Assessing parents' knowledge and attitudes towards seasonal influenza vaccination of children before and after a seasonal influenza vaccination effectiveness study in low-income urban and rural Kenya, 2010-2011.

BACKGROUND: Influenza vaccine is rarely used in Kenya, and little is known about attitudes towards the vaccine. From June-September 2010, free seasonal influenza vaccine was offered to children between 6 months and 10 years old in two Population-Based Infectious Disease Surveillance (PBIDS) sites. This survey assessed attitudes about influenza, uptake of the vaccine and experiences with childhood influenza vaccination. METHODS: We administered a questionnaire and held focus group discussions with parents of children of enrollment age in the two sites before and after first year of the vaccine campaign. For pre-vaccination focus group discussions, we randomly selected mothers and fathers who had an eligible child from the PBIDS database to participate. For the post-vaccination focus group discussions we stratified parents whose children were eligible for vaccination into fully vaccinated, partially vaccinated and non-vaccinated groups. RESULTS: Overall, 5284 and 5755 people completed pre and post-vaccination questionnaires, respectively, in Kibera and Lwak. From pre-vaccination questionnaire results, among parents who were planning on vaccinating their children, 2219 (77.6%) in Kibera and 1780 (89.6%) in Lwak said the main reason was to protect the children from seasonal influenza. In the pre-vaccination discussions, no parent had heard of the seasonal influenza vaccine. At the end of the vaccine campaign, of 18,652 eligible children, 5,817 (31.2%) were fully vaccinated, 2,073 (11.1%) were partially vaccinated and, 10,762 (57.7%) were not vaccinated. In focus group discussions, parents who declined vaccine were concerned about vaccine safety or believed seasonal influenza illness was not severe enough to warrant vaccination. Parents who declined the vaccine were mainly too busy [251(25%) in Kibera and 95 (10.5%) in Lwak], or their child was away during the vaccination period [199(19.8%) in Kibera; 94(10.4%) in Lwak]. CONCLUSION: If influenza vaccine were to be introduced more broadly in Kenya, effective health messaging will be needed on vaccine side effects and frequency and potential severity of influenza infection.

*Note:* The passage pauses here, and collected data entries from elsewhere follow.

PR #419, opened 2023-02-10
Redirect to /projects if already logged in

eatyourgreens:
Works around a bug where the log-in form on the home page crashes with `'id' is read-only` if you log in while already logged in.

### DIFF
--- a/src/store/AppStore.js
+++ b/src/store/AppStore.js
@@ -12,6 +12,7 @@ import { ProjectsStore } from './ProjectsStore'
 import { ModalStore } from './ModalStore'
 import { TranscriptionsStore } from './TranscriptionsStore'
 import { WorkflowsStore } from './WorkflowsStore'
+import history from '../history'
 
 const AppStore = types.model('AppStore', {
   aggregations: types.optional(AggregationsStore, () => AggregationsStore.create({})),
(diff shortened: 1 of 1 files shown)


shaunanoordin (changes requested):
## PR Review

This PR attempts to fix the issue of being unable to login on the home screen ( _on local development only,_ and only _if you're already logged in_ ) by redirecting logged-in users (when they load the app) to the Projects listing page. (i.e. what they usually see after successfully logging in.)

While this does solve the specific problem, this workaround introduces a new one: ❗ if a user attempts to directly open a URL in Alice (for example, they bookmarked [this page](https://alice.zooniverse.org/projects/4973/workflows/5339/groups/15525/subjects/13837570/edit) on their browser for future editing), they will be redirected to the Projects listing page.

This can be tested locally by - after already logging in - opening any Alice URL directly, 
e.g. https://local.zooniverse.org:3000/projects/1764/workflows/3085/groups/12345/subjects/85068/edit . (Expectation: I should be on the page editing subject 85068. Actual: I get redirected to the Projects Listing page.)

### Status

I recommend that we don't implement this particular solution.

The current login problems with Alice seems to only affect local development/testing, so we have plenty of time to work on a slightly meatier solution (e.g. home page should a "click to view Projects page!" button instead of a login form, if user's already logged in)

eatyourgreens:
Good point. We can check if you are on the home page before redirecting. That's easy. Just move the redirect down to the home page route.

PR #420, opened 2023-02-10
Build and deploy with Node 18

eatyourgreens:
- Update deprecated Node 12 actions.
- Upgrade minimum Node version.
- Run a test build as part of CI.
- Add `--openssl-legacy-provider` flag for Webpack 4 on Node 18. https://stackoverflow.com/questions/69692842/error-message-error0308010cdigital-envelope-routinesunsupported

PR #421, opened 2023-02-10
Build with Webpack 5 on Node 18

eatyourgreens:
- upgrade Storybook to webpack 5.
- upgrade `react-scripts` to v5.
- fix tests that mock `React`.
- skip failing tests for the time being.
- includes #420, modified for Webpack 5.


eatyourgreens:
Tests are broken where they mock the store by stubbing `React.useContext`. That could be because the `React` global has been removed from React. 

It might be worth disabling the automatic runtime, just to see if that will get the tests passing. 

Longer term, Enzyme should be removed. AirBnB stopped supporting it 4 years ago, I think.

shaunanoordin (approved):
## PR Review

Supersedes #420 

This PR is a major upgrade to Alice, moving the repo to use **React Scripts**/"React Create App" v5 (which in turn uses Webpack 5 for building, among other things) _and_ Node 18 (for build/deploy pipelines and local dev).

- ⚠️ Major change: a few tests have been disabled, due to them not working with Webpack 5.
  - 👌  **I am totally OK with this.** We can fix the tests another time, focus on updating the repo would be more important.

### Testing

Tests on localhost + Chrome look good.

- Open https://local.zooniverse.org:3000/ on an _incognito_ window (otherwise, you'll run into the "already logged in" issue)
- Login as darkeshard (or other user with access to staging's Anti-Slavery Testing project)
- Go to Anti-Slavery Testing -> Anti-Slavery Workflow 1 -> Group 12345 -> (any Subject)
- Expectation: each page should render correctly with all the expected data. Final step should render the Subject Viewer.

No additional functionality tests required (e.g. Editor functionality); we're just doing a basic "does it work?" run.

### Status

LGTM 👍

PR #617, opened 2023-08-21
Revert set of commits that break transcription saving

zwolf:
Transcriptions are being saved with empty text data. This PR reverts the 18 commits that were deployed on 14 August 2023, including a major mobx version.


lcjohnso (approved):
LGTM

PR #722, opened 2023-10-31
Upgrade to Node 20

shaunanoordin:
## PR Overview

This PR updates Alice project to use Node 20.

Also see: [PFE doing the same](https://github.com/zooniverse/Panoptes-Front-End/pull/6895)


shaunanoordin:
### Testing

Tested with macOS + Chrome on localhost

- review home page & login: open `local.zooniverse.org:3000/?env=production` and log in with account `darkeshard`
  - NOTE: ?env=production is necessary, otherwise login seems to fail
- review listing pages: browse projects, then browse workflows / groups
- confirm subject viewer: from groups, select a random subject
  - confirm that subject image(s) is/are displaying, along with aggregated data (on both the subject image, and on the right-hand transcriptions panel)

Lookin' good 👍

PR #865, opened 2026-04-15
refactor: calculate region bounds from database

fletcherw:
Instead of reading the static data, run a database query to determine the region bounds to store in GtfsManager.

### DIFF
--- a/gtfsdb/db.go
+++ b/gtfsdb/db.go
@@ -270,6 +270,9 @@ func Prepare(ctx context.Context, db DBTX) (*Queries, error) {
 	if q.getStopStmt, err = db.PrepareContext(ctx, getStop); err != nil {
 		return nil, fmt.Errorf("error preparing query GetStop: %w", err)
 	}
+	if q.getStopBoundsPerAgencyStmt, err = db.PrepareContext(ctx, getStopBoundsPerAgency); err != nil {
+		return nil, fmt.Errorf("error preparing query GetStopBoundsPerAgency: %w", err)
+	}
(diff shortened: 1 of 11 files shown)


Ahmedhossamdev (approved):
LGTM! While reviewing I noticed two bugs in how the bounding box is calculated for agencies-with-coverage when comparing our output against the Java reference implementation. If  you would like 'll merge this and open a separate issue + PR to fix them or we can fix this in the same PR

Bug 1: Wrong data source (shape points instead of stop points)

The current implementation uses GetShapeBounds, which queries shape geometry — the full drawn path of every route, including all intermediate curve points between stops. This inflates the bounding box well beyond the actual service area. The Java implementation uses only stop coordinates (the lat/lon of each stop), which is the correct source of truth for coverage area.

Bug 2: One global bounding box applied to all agencies

The current code computes a single bounding box across the entire database and assigns it to every agency. If the dataset contains multiple agencies with different service areas, they all incorrectly report the same bounds. The Java implementation computes bounds per-agency
by walking agency --> routes --> trips --> stop_times --> stops, so each agency's coverage reflects only the stops it actually serves.

The combined effect of both bugs on a multi-agency dataset (Puget Sound) was a latSpan of 3.767 instead of the correct 0.228 roughly 16x too large, covering a multi-state region instead of the actual service area.

Fix: Add a GetStopBoundsForAgency SQL query joining stops --> stop_times --> trips -->routes filtered by agency_id, and call it per-agency in the handler instead of using the global GetRegionBounds().

go vs java

Image

Ahmedhossamdev:
LGTM!

Thanks for the update! @fletcherw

Detection of influenza A virus in live bird markets in Kenya, 2009-2011.

BACKGROUND: Surveillance for influenza viruses within live bird markets (LBMs) has been recognized as an effective tool for detecting circulating avian influenza viruses (AIVs). In Sub-Saharan Africa, limited data exist on AIVs in animal hosts, and in Kenya the presence of influenza virus in animal hosts has not been described. OBJECTIVES: This surveillance project aimed to detect influenza A virus in poultry traded in five LBMs in Kenya. METHODS: We visited each market monthly and collected oropharyngeal and cloacal specimens from poultry and environmental specimens for virological testing for influenza A by real time RT-PCR. On each visit, we collected information on the number and types of birds in each market, health status of the birds, and market practices. RESULTS: During March 24, 2009-February 28, 2011, we collected 5221 cloacal and oropharyngeal swabs. Of the 5199 (99·6%) specimens tested, influenza A virus was detected in 42 (0·8%), including 35/4166 (0·8%) specimens from chickens, 3/381 (0·8%) from turkeys, and 4/335 (1·2%) from geese. None of the 317 duck specimens were positive. Influenza was more commonly detected in oropharyngeal [33 (1·3%)] than in cloacal [9 (0·4%)] specimens. None of the 485 environmental specimens were positive. Virus was detected in all five markets during most (14/22) of the months. Ducks and geese were kept longer at the market (median 30 days) than chickens (median 2days). CONCLUSIONS: Influenza A was detected in a small percentage of poultry traded in LBMs in Kenya. Efforts should be made to promote practices that could limit the maintenance and transmission of AIVs in LBMs.